Project description:Induction of the inhibitory Smad, Smad7 serves as a negative feedback mechanism that restrains TGF-b-mediated actions in injured tissues. In inflammatory cells, Smad7 has been suggested to exert both pro-inflammatory actions attributed to inhibition of TGF-b-induced suppression of inflammation, and anti-inflammatory effects due to disruption of the TAK-1/NF-kB system. Myocardial infarction triggers a macrophage-driven inflammatory response that plays a central role in cardiac repair, but also contributes to adverse remodeling and fibrosis. We hypothesized that Smad7 upregulation in infarct macrophages may play a modulatory role in cardiac repair, by restraining effects of TGF-b.

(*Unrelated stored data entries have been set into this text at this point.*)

PR #1487, opened 2022-08-30
Do not install pip dependencies

chigby:
This pull request makes it so that when we install pip packages on our docker containers, we use the `--no-deps` flag. This should address a problem where sometimes the pip install command would fail when new versions of urllib3 were released.

In theory, pip-tools figures out the dependencies for us and puts what is needed into the `*requirements.txt` files.  Adding this flag fixes a bug where sometimes the `--require-hashes` check would fail when dependencies were followed by pip that were not specified in the requirements file, and thus were not hashed.

### DIFF
--- a/.circleci/config.yml
+++ b/.circleci/config.yml
@@ -21,7 +21,7 @@ jobs:
 
       - run:
           name: Install pip dependencies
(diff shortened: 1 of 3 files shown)


SaptakS (approved):
I think this makes sense to me. Merging.

PR #1492, opened 2022-09-12
Don't log additional request_failed event if error is a 404

maeve-fpf:
Bring 404 handling into line with freedom.press. This is copied from @chigby's work there. If you make a 404ing request on each site, you'll see that freedom.press logs a `request_finished` event only, but here we log `request_finished` and `request_failed`.

All other 4xx response that generate an exception internally will still be logged at `error` level.

### DIFF
--- a/common/middleware.py
+++ b/common/middleware.py
@@ -1,6 +1,7 @@
 import time
 import uuid
 
+from django.http import Http404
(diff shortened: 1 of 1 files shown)


chigby (approved):
Looks great!

PR #5230, opened 2026-06-27
fix(build): show dead link line numbers

cookesan:
### Description

Fixes #2847.

Dead-link warnings now include the Markdown source line by preserving line metadata during link collection and printing it as `file:line`.

This keeps the existing `env.links` array intact and stores line numbers separately, so existing consumers that read collected links keep the same data format.

### Validation

- `pnpm vitest run -r __tests__/unit __tests__/unit/node/markdownToVue.test.ts __tests__/unit/node/markdown/plugins/link.test.ts`
- `pnpm check`
- Manual CLI check with a missing link on line 5: `node bin/vitepress.js build /tmp/vp-dead-link-check`; output included `index.md:5`.

PR #5316, opened 2026-07-14
fix: report raw url for dead links

### LINKED ISSUE #4992: [Feature Request] 报错信息中原封不动输出url
### 背景
在构建中文文档站点时，`Found dead link /%E4%BB%BB%E5%8A%A1/%E6%95%85%E4%BA%8B in file 任务\index.md` 这类信息可读性很差。
建议：
1. 对 `%E4%B8%AD%E6%96%87` URL 自动 decode；
2. 提供 `--locale zh` 或 `localizeLog` 选项，让构建日志可本地化。

### 理由
- 目前大量中文项目基于 VitePress（如 VitePress Theme Hope、NaiveUI 文档等）；
- 中文路径在 `dead link` 检查时容易输出乱码；
- decode 一下其实就能极大提升可读性。

bluwy:
### Description

With a setup like `中文.md` with 

```md
[test](./报错信息.md#test)
```

Before:

```
(!) Found dead link ./%E6%8A%A5%E9%94%99%E4%BF%A1%E6%81%AF in file /Users/bjorn/Work/oss/vitepress/docs/en/中文.md:1
```

After:

```bash
(!) Found dead link ./报错信息.md#test in file /Users/bjorn/Work/oss/vitepress/docs/en/中文.md:1
```

This PR renames the `linkLines` property to `linkMetadatas`. `linkLines` was added in #5230 which is recent so it's likely less breaking. Ideally we could consolidate all link-related info into `links` as an array of objects, but maybe it's not worth breaking still.

### Linked Issues

fixes #4992

### Additional Context

Couple things I realized that's not related to the PR:
1. If `ignoreDeadLinks` is a filter function, it looks like we pass the encoded url which probably isn't nice to use with.
2. Link lines didn't take into account of links that are in multiple lines but part of the same paragraph, for example:
	```md
    This is a [paragraph](./a)
    and this is the next part in the [paragraph](./b)
    ```
	It'll point all links to the first line of the paragraph. I can look into fixing this separately.

---

> [!TIP]


src/node/markdown/plugins/link.ts
```diff
@@ -124,7 +126,7 @@ export const linkPlugin = (
     }
 
     // export it for existence check
-    pushLink(url.replace(/\.html$/, ''), env, line)
+    pushLink(url, rawUrl, env, line)
```
bluwy, line 129: I made a small unrelated change to remove the `.replace(/\.html$/, '')` part as it felt unnecessary and should make things more predictable if people were to access it from `MarkdownEnv.link` (especially with how `cleanUrls` can affect it too).

This doesn't change how dead links are detected because the dead link check already also strips out the trailing `.html` itself.

Happy to revert this if there's concerns.

PR #5318, opened 2026-07-15
fix: remove stackTraceLimit Infinity for DEBUG

bluwy:
### Description

This was added since https://github.com/vuejs/vitepress/commit/4dac35fc9ec3eecb4371befa619626ee4db1ba58 for a temporary fix for shiki twoslash, but the workaround since then has been removed, except this part which I don't know if it's intentional.

I think it's best to not auto set this to Infinity though if DEBUG was set, and leave users to control this as needed.

### Linked Issues

n/a

### Additional Context

---

> [!TIP]

### DIFF
--- a/src/node/cli.ts
+++ b/src/node/cli.ts
@@ -13,10 +13,6 @@ import { init } from './init/init'
 import { clearCache } from './markdownToVue'
 import { bindShortcuts } from './shortcuts'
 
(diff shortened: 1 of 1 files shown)


brc-dd:
It's useful many times while debugging, but I guess we can remove it from defaults 🤷‍♂️ No hard opinion.

PR #5319, opened 2026-07-15
docs: update vite logo

bluwy:
### Description

Vite has updated to a new logo some time ago. This updates the logo.

image

I also updated the svgs to be referenced by `src`, since the new Vite logo SVG is kinda large. Plus it helps deduplication a bit between the translated docs.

To test the hypothesis, we investigated the response of Myeloid cell-specific Smad7 knockout mice (MyS7KO) following myocardial infarction protocols, and we examined the in vitro effects of Smad7 in isolated macrophages. Smad7 was upregulated in a subset of infarct macrophages, peaking 7 days after infarction. Myeloid cell-specific Smad7 loss did not affect baseline macrophage gene expression and had no significant effects on homeostatic functions. Although RNA-seq analysis predicted that, in the absence of Smad7, infarct macrophages may have attenuated activation of inflammatory pathways and suppressed TREM1 signaling, myeloid cell-specific Smad7 loss had no significant effects on ventricular dysfunction, adverse remodeling, scar remodeling and collagen deposition after myocardial infarction. In isolated macrophages, TGF-b attenuated pro-inflammatory cytokine and chemokine expression, modulated synthesis of matrix remodeling genes, and had profound effects on macrophage profile, inducing genes associated with activation of sphingosine-1 phosphate and integrin signaling pathways, and inhibiting cholesterol biosynthesis genes. However, RNA-seq and PCR array experiments showed that Smad7 loss has minimal effects on TGF-b-mediated macrophage responses, restraining synthesis of only a small fraction of TGF-b-induced genes, such as Itga5, Olfml3 and Fabp7. Smad7 absence did not affect the anti-inflammatory actions of TGF-b in TNF-stimulated cells. In conclusion, our findings suggest a limited role for macrophage Smad7 in regulation of post-infarction inflammation and repair, and demonstrate that the anti-inflammatory effects of TGF-b in macrophages are not restrained by endogenous Smad7 induction.